Nach den Plänen Gottes kamen sie durch Heirat hinzu. Nun verharrten sie vor einem Prinzipienstreit, wenn sie nicht ihre Überzeugungen aufgeben wollten. Sie nahmen's auf die leichte Schulter.
Nahmen sie es aber ernst, drohte der Krieg, und den wollte angeblich niemand. Unterderhand machte indessen alles mobil. Die Kriegsvorbereitungen gingen voran - für den Fall, daß man sich nicht einigen konnte.
Nicht irgendwo in der Mitte. Stützt euch aufs Gemeinsame und räumt die Unvereinbarkeiten vom Tisch. Faule Kompromisse schließt aber nicht. Drum: Schweigen oder kämpfen, darauf lief alles hinaus. Auf sich beruhen lassen oder Krieg führen. So sah es aus.
So sollte ich den alten Mann beraten. Ich brauchte die ganze Geschichte, konnte nicht sagen, macht dies und das, jenes aber nicht, wenn ich nicht richtig Bescheid wußte. Was aber klar war, mußte noch einmal durchgeschüttelt werden. Das Wichtigste und Wesentliche war mir bekannt. So spielten wir uns was vor.
Die Geschichte ist also die, oder es hat sich zugetragen, daß chassidische Kinder sephardische Kinder heiraten, oder eine Jüdin einen Katholiken. Sie lieben sich und denken nicht im Traum daran, wieder auseinanderzugehen, bloß weil die Urväter auf ihren Regeln bestehen und der Alte etwas durchsetzen will, was für die andere Seite aber überhaupt nicht in Betracht kommt. Es tauchen Fragen auf, an die gedacht werden muß, aber niemand gern denkt, der seine Flitterwochen vor oder gerade hinter sich hat.
Die Töchter migrieren.
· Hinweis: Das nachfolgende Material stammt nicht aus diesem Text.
PR #1237, opened 2016-02-02
Modifications to package version

### LINKED ISSUE #1236: Make Appveyor NuGet feed more useable
Because the nuget feed uses the AppVeyor build number, you have to look on AppVeyor to figure out the nature of each artifact. You can't just take the latest one.

We don't want to have multiple feeds, so we need to encode more information in the extended version number, after the existing 3.1.0-CI-nnnn

* For pull requests, append -PR- plus the PR # Normally, folks don't want these.

* For merges into master (builds of master that are not PRs), add an identifying suffix. This could be -MASTER or something shorter that won't be confused with anything else. Folks who want the "latest" build should take the most recent of these.

* For builds of other branches, we could append the branch name just as for master. The only problem is that we may run into problems if the version tag exceeds some maximum length. I've seen this happen in some experiments. In that case, we should truncate.

CharliePoole:
This fixes #1236 labelling artifacts more completely. See issue for details.

### DIFF
--- a/build.cake
+++ b/build.cake
@@ -83,9 +83,20 @@ Task("InitializeBuild")
 	if (BuildSystem.IsRunningOnAppVeyor)
 	{
 		var tag = AppVeyor.Environment.Repository.Tag;
-		var buildNumber = AppVeyor.Environment.Build.Number;
-		
-		packageVersion = tag.IsTag ? tag.Name : version + "-CI-" + buildNumber + dbgSuffix;
+
+		if (tag.IsTag)
+		{
+			packageVersion = tag.Name;
+		}
+		else
+		{
+			var buildNumber = AppVeyor.Environment.Build.Number;
+			packageVersion = version + "-CI-" + buildNumber + dbgSuffix;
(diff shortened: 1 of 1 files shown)


rprouse:
Looks like we may have introduced another timing related failure with the test stop run changes? I am rerunning the build because it is unrelated to this. 

Error in the build;

```
1) Failed : NUnit.Framework.Attributes.TimeoutTests.TestWithTimeoutRunsOnSeparateThread
Test exceeded Timeout value of 50ms
```

oznetmaster:
Not sure how.  The code for a test with a timeout has effectively not changed.  I think this may be something else entirely.

rprouse:
@oznetmaster, it could easily be something else, that was just the first thing that I thought of that has changed recently. It could also just be a weird glitch that we won't see again, but at least it is documented now.

CharliePoole:
Looks good. We got one build marked 3.1.0-CI-2090-issue-1236 and another 3.1.0-CI-2093-PR-1237. We should see 3.1.0-CI-xxxx-master when I merge.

Die eine kommt herbei, die andere geht fort. Sie hatten die Namen ihrer Männer angenommen. Die sephardische Frau wurde deitsch, die Ashkenasah trug jetzt spanisch, chilenisch oder marokkanisch.
Liebende Seelen vereinigen sich zu einer Gemeinschaft auch im Geiste. In welchem Geiste, das war hier die Frage. Laß dir Zeit. Was aber zusammengeht, muß beschnitten sein, damit es different gedeihen kann.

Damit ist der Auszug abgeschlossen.